Писательница собралась с мыслями. Все их разрозненное трепетание неожиданно для нее самой слилось в одно: этого ребенка надо пожалеть. Вот куда надо просовывать щупальца сочувствия, вот где живая толща живого. Этот смущенный и наглый юноша с наспех усвоенными повадками падшего и преступного, по местному наименованию — блатного, — человек. Он жалок, смятен. И готов хоть умереть за свою ложную свободу — но только сейчас, сию минуту, на глазах у тех, с кем он спорит, а не в тишине, не в темноте, не наедине с собой. Без твердого убеждения, но увлечен. Пошатнулся, а потому непреклонен. Вероятно, последнее упрямство.

Все

это писательница прикидывала, пока его не было. Но лишь только через несколько минут он явился с толстой, едва закуренной, но уже изжеванной папиросой, словоохотливый, но взвешивающий каждую фразу, — уверенность в том, что его можно жалеть, любить, понимать, снова поколебалась в ней. Конечно, ей было давно известно, что любой юноша некоторое время переживает полосу скрытой и скрываемой неуверенности, которая лишь продолжает отроческое свержение авторитетов, начиная от таблицы умножения и кончая родным отцом. Неуверенность происходит, вероятно, оттого, что молодой человек, очутившись один на один со всей сложностью мира, стоит перед ним в сознании собственной беспомощности, прикрывая ее плохой хитростью и манерностью. Писательница не раз наблюдала такое щегольское смятение, знала ему цену и в данном случае с первого взгляда узнала его. И все же, вместо жалости, ее наполняла какая-то тревога. Кроме того, подобно отцу, когда тот не желал давать сведений, которые он придерживал в недрах цеха, Петр выбил у нее почин в ведении разговора. Но старший Павлушин делал это спокойно и с достоинством, не скрывая расчета, но и не подчеркивая его из вежливости, из деликатного отношения к самолюбию собеседника. Молодой же еще не справлялся со своими положительными качествами; его развязность слишком уж била в глаза. Она закурил, пышно дымя, вторую папиросу и, жуя толстый мундштук, признался:

— Не поверите… Кому ни рассказывал, все только зубы скалят, и вы вот не поверите… А как-то проснулся утром, когда еще дома жил, — надо вставать, а я штаны не могу надеть. То есть могу, конечно, я не калека… Только меня такая скука взяла, сказать нельзя.

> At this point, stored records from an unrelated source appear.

PR #10966, opened 2019-02-06
Mariadb documentation server_version

tomjvdberg:
The AbstractMySQLDriver (doctrine/dbal/lib/Doctrine/DBAL/Driver/AbstractMySQLDriver.php) checks first if you specified a correct version before it checks if the string had version is prefixed with 'mariadb'. Putting the string at the back works (10.3.12-mariadb).

### DIFF
--- a/reference/configuration/doctrine.rst
+++ b/reference/configuration/doctrine.rst
@@ -116,8 +116,8 @@ The following block shows all possible configuration keys:
     to find your PostgreSQL version and ``mysql -V`` to get your MySQL
     version).
 
-    If you are running a MariaDB database, you must prefix the ``server_version``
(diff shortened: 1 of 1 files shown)


javiereguiluz:
@tomjvdberg we appreciate your contribution, but we cannot merge it. In the official DBAL docs, you can read this:

mariadb-version

https://www.doctrine-project.org/projects/doctrine-dbal/en/2.9/reference/configuration.html

And in the source code of the class you mentioned:

https://github.com/doctrine/dbal/blob/92920ede68e1d16246712cd41318dd82bb72c015/lib/Doctrine/DBAL/Driver/AbstractMySQLDriver.php#L173

So, the change proposed in this pull request doesn't look correct to me. Sorry.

Руку поднять лень. «Как, думаю, это что же? Каждый день утром одеваться, вечером раздеваться, и так одно и то же всю жизнь? Вот еще шарманка!» Скука в меня влилась как отрава. Не подумайте, что с похмелья. Я знаю — так тоже бывает… Но вообще-то я про водку, пожалуй, больше языком треплю, а пить ее вкуса не имею… Не с похмелья, а попросту вдруг надоело не говорю уж мыться, сапоги чистить, но даже на работу ходить. Туда придешь, обратно уйдешь… На работе я, конечно, про это забывал. А вот ходить туда-сюда не могу, рвет с тоски. Ну что это такое? Почему? Тогда я и сказать об этом кому-нибудь стыдился. Да и кому скажешь? Папаше? Если время у него свободное, он начнет рассуждать и больше себя слушать, а в самого меня особо не вникнет. Я ведь его хорошо знаю. У себя в цеху он каждого чуть не оближет да обнюхает, знает, кто чем дышит, а в семье, со мной, с Настей… так, походя. Ну, скажет пару слов, по плечу потреплет… и все наставления читает. Иной раз лучше бы ударил, в зубы дал хорошенько, так нет, ведь он добрый! Ну добротой и уходил нас всех. Я ведь его и сейчас уважаю. Что мне он, — не боюсь, не подсучиваюсь, правду говорю. Но наставления его слушать… Не-ет! Махом!.. Мне что-то другое каждый день нужно! Новое что-то, даже сам не пойму что, а только чтобы на вчерашнее не похоже. Что ли, солнце чтобы с запада встало или не смеркалось, день двое суток тянулся. Понятно?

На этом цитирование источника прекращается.